### Aim of the task
The required output is the exact run of lines below that opens at the line with "sasurobert: there is" and closes at the line with "- added max".

Extracted data entries
******
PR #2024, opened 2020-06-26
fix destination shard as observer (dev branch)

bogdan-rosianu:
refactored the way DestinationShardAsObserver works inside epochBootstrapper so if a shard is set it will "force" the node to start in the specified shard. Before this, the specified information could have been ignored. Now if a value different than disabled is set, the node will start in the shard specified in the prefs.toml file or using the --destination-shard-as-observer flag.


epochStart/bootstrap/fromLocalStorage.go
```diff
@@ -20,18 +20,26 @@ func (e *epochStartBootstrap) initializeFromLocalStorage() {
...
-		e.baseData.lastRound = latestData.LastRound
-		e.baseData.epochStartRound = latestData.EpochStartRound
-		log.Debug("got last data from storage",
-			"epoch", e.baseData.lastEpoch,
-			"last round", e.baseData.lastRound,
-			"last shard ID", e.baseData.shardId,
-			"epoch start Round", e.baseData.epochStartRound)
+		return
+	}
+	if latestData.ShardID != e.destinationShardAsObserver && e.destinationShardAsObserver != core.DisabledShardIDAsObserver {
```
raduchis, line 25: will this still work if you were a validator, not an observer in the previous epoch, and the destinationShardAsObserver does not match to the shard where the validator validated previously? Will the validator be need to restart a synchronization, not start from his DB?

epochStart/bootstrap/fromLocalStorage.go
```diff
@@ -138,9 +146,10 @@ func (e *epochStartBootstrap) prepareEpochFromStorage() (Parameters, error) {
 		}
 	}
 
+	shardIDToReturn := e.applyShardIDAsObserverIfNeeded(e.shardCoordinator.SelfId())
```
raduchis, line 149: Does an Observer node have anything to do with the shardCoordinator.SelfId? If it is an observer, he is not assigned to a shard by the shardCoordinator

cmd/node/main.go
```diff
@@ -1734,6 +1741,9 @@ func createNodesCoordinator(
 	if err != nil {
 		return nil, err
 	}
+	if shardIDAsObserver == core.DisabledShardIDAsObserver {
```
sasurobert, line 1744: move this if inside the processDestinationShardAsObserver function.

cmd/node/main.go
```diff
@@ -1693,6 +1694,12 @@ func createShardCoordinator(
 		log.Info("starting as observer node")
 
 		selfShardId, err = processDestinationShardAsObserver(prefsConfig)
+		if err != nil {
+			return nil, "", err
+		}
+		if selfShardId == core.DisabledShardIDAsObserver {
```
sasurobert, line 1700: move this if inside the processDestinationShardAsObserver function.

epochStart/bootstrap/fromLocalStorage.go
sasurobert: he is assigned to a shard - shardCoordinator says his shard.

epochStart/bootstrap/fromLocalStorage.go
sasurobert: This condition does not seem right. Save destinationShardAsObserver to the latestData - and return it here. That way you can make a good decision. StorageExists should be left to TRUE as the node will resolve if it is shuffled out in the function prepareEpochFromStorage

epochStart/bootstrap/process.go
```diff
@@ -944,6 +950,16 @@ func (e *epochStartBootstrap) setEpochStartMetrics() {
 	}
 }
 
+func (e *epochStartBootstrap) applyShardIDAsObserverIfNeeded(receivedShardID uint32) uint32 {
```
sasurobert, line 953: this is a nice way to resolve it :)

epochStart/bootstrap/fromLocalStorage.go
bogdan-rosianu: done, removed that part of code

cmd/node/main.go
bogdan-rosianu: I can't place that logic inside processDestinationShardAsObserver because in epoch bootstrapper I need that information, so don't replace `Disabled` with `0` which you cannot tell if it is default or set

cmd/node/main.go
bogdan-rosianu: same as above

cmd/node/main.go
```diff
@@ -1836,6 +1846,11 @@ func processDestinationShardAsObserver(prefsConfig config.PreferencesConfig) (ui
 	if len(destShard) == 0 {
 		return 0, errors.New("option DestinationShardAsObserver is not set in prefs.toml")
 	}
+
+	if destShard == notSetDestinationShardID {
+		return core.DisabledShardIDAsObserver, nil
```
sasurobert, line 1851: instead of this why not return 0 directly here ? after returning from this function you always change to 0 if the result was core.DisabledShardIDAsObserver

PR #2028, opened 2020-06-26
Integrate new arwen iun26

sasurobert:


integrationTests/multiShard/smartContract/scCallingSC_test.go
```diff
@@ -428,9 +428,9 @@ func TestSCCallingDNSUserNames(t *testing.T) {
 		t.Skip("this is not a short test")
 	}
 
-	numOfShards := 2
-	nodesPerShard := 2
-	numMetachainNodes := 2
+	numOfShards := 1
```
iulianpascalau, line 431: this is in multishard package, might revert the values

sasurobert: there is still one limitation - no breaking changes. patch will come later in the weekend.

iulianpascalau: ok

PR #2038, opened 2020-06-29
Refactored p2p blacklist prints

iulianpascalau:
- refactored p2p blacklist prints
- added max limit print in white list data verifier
******
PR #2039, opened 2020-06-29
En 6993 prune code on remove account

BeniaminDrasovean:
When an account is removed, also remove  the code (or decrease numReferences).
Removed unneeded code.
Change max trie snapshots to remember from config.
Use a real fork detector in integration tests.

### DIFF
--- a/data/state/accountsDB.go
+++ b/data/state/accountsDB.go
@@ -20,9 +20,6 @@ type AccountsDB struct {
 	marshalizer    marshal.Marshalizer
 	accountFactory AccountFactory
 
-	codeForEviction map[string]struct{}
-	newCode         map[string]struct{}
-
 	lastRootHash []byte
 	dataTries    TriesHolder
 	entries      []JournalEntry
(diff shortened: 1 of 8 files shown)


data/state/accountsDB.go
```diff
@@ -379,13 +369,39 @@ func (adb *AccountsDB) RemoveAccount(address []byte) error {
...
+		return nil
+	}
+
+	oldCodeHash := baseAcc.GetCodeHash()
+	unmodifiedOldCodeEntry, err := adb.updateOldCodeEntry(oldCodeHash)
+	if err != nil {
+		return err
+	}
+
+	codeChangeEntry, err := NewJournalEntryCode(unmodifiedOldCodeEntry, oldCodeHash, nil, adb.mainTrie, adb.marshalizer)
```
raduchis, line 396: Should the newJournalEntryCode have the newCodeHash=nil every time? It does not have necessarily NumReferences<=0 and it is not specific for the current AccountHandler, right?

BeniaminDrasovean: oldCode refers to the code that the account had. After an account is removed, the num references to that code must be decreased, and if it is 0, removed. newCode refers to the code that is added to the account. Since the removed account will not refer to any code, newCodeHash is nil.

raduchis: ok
******
### Task output
sasurobert: there is still one limitation - no breaking changes. patch will come later in the weekend.

iulianpascalau: ok

PR #2038, opened 2020-06-29
Refactored p2p blacklist prints

iulianpascalau:
- refactored p2p blacklist prints
- added max limit print in white list data verifier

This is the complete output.